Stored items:
○ ○ ○

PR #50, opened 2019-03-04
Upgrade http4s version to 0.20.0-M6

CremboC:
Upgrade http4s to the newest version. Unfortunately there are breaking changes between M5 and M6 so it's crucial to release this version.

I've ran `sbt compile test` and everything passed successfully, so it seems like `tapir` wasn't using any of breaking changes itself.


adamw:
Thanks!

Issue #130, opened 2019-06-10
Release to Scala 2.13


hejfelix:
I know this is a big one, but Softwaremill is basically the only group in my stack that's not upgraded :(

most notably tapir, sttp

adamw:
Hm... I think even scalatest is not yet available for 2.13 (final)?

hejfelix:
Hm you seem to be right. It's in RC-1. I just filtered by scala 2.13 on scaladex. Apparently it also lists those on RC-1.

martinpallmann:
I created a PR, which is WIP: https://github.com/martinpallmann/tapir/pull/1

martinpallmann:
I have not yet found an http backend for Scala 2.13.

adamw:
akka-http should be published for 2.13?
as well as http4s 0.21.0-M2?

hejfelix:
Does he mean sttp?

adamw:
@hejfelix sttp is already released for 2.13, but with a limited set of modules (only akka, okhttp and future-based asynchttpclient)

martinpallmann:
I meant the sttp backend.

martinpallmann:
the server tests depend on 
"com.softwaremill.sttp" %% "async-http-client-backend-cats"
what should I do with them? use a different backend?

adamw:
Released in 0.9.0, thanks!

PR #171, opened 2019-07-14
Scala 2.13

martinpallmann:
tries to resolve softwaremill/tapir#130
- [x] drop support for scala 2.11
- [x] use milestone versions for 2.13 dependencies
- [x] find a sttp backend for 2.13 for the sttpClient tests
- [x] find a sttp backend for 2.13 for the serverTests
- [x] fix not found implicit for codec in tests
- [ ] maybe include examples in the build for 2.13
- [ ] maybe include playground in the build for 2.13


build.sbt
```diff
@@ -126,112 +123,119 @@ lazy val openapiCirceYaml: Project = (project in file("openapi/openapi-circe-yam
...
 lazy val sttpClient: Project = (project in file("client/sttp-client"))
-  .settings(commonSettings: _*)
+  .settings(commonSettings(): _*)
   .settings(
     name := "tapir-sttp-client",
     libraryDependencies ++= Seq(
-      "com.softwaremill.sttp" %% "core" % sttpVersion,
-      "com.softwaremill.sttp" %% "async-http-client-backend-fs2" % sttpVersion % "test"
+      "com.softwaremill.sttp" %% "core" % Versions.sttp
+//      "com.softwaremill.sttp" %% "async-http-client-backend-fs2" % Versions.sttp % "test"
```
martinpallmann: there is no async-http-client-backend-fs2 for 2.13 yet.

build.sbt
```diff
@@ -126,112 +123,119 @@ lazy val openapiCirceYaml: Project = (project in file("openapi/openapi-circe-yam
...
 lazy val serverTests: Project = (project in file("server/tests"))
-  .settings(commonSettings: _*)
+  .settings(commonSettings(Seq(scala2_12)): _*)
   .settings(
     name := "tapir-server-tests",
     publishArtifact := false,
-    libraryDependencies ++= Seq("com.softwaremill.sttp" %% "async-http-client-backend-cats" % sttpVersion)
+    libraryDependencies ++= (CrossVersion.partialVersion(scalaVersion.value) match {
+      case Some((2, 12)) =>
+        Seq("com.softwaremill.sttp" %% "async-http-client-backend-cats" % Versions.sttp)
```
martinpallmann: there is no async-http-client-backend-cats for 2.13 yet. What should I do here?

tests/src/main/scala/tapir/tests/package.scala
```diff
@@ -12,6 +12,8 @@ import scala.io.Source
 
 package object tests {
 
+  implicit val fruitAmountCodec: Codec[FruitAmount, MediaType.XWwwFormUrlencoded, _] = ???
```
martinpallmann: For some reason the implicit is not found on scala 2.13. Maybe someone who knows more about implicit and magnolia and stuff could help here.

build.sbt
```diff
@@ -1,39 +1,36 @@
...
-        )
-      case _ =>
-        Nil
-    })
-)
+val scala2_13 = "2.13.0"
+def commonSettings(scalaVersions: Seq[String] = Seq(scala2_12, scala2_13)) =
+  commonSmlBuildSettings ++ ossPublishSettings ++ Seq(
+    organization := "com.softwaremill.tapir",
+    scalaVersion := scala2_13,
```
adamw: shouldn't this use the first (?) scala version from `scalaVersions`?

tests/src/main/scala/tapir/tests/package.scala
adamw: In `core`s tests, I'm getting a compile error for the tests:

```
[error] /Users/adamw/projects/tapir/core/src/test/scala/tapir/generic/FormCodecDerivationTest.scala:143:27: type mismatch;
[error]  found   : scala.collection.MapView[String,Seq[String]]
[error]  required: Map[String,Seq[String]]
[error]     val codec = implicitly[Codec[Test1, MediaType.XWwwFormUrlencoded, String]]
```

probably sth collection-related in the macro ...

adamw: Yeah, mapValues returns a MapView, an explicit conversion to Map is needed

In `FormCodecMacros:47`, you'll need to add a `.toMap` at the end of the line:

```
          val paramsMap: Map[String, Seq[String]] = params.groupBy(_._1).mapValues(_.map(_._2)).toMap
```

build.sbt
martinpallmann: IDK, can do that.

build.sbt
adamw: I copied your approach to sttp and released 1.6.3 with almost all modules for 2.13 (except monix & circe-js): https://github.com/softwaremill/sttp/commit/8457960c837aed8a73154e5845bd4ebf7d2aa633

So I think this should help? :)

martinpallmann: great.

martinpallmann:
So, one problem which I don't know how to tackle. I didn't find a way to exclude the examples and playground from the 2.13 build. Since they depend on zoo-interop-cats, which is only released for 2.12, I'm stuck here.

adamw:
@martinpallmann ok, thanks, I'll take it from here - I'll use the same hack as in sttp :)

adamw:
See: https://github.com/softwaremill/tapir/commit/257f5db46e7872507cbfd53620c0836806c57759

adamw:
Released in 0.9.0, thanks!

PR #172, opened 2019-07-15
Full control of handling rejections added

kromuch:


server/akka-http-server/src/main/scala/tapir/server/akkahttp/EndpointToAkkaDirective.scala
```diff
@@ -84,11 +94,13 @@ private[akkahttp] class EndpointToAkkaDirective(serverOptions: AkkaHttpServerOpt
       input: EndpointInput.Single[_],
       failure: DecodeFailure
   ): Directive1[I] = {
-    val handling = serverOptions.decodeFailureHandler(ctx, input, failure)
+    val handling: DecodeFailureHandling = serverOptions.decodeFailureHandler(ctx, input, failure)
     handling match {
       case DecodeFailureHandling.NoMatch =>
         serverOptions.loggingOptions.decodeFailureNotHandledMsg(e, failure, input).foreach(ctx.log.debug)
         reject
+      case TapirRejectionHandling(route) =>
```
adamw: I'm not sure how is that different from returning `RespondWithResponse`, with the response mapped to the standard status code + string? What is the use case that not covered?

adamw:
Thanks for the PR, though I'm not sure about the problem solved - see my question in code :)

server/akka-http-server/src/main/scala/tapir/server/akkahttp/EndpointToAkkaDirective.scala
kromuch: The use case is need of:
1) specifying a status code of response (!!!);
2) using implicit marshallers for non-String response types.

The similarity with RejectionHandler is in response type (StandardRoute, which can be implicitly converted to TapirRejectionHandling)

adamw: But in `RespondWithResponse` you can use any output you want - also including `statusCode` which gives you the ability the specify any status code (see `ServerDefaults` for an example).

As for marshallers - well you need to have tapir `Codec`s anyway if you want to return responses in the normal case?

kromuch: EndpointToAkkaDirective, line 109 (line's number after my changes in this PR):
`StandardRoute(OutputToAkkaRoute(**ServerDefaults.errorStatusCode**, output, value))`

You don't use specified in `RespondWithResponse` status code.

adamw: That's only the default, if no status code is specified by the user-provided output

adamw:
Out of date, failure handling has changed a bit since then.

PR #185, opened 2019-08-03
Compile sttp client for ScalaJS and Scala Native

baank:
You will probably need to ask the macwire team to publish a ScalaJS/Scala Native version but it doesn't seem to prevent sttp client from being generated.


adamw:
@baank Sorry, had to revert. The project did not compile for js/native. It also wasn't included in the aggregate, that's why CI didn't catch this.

○ ○ ○

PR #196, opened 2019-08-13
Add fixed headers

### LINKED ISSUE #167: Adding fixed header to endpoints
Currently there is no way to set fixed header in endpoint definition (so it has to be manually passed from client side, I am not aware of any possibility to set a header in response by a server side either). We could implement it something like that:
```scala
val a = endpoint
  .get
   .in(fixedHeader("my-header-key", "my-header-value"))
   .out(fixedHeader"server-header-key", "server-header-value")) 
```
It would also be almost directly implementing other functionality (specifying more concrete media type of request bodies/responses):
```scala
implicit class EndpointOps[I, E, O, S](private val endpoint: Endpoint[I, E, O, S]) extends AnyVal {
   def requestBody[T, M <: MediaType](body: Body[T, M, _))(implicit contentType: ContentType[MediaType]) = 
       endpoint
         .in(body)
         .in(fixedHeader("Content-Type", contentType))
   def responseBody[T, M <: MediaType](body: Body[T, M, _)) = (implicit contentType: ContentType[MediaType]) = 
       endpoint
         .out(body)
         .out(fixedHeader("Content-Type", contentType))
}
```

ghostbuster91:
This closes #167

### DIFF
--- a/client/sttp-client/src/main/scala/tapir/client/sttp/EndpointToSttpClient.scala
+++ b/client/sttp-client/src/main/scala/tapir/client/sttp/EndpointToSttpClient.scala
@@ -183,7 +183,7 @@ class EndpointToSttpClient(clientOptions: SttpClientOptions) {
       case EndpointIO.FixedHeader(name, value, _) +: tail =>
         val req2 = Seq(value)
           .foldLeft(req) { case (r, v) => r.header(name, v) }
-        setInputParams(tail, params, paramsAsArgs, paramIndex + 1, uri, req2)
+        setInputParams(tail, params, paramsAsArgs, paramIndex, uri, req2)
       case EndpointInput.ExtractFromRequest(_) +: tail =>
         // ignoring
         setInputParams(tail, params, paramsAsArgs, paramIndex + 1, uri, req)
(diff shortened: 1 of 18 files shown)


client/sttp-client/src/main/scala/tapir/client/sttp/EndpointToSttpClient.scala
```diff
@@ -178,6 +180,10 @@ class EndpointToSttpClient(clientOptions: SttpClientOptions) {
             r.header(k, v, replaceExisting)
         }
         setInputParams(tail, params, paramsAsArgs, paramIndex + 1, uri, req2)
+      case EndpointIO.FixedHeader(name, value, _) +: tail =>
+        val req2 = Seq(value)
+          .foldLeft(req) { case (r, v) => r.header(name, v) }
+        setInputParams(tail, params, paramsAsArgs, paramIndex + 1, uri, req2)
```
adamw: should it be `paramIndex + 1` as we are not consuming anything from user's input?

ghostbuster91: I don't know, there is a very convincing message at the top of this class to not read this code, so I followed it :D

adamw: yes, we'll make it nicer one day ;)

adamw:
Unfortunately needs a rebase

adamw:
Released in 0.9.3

○ ○ ○

PROBLEM DESCRIPTION: Write out each line above with the word "TapirRejectionHandling".

RESPONSE TO THIS EXERCISE:
+      case TapirRejectionHandling(route) =>
The similarity with RejectionHandler is in response type (StandardRoute, which can be implicitly converted to TapirRejectionHandling)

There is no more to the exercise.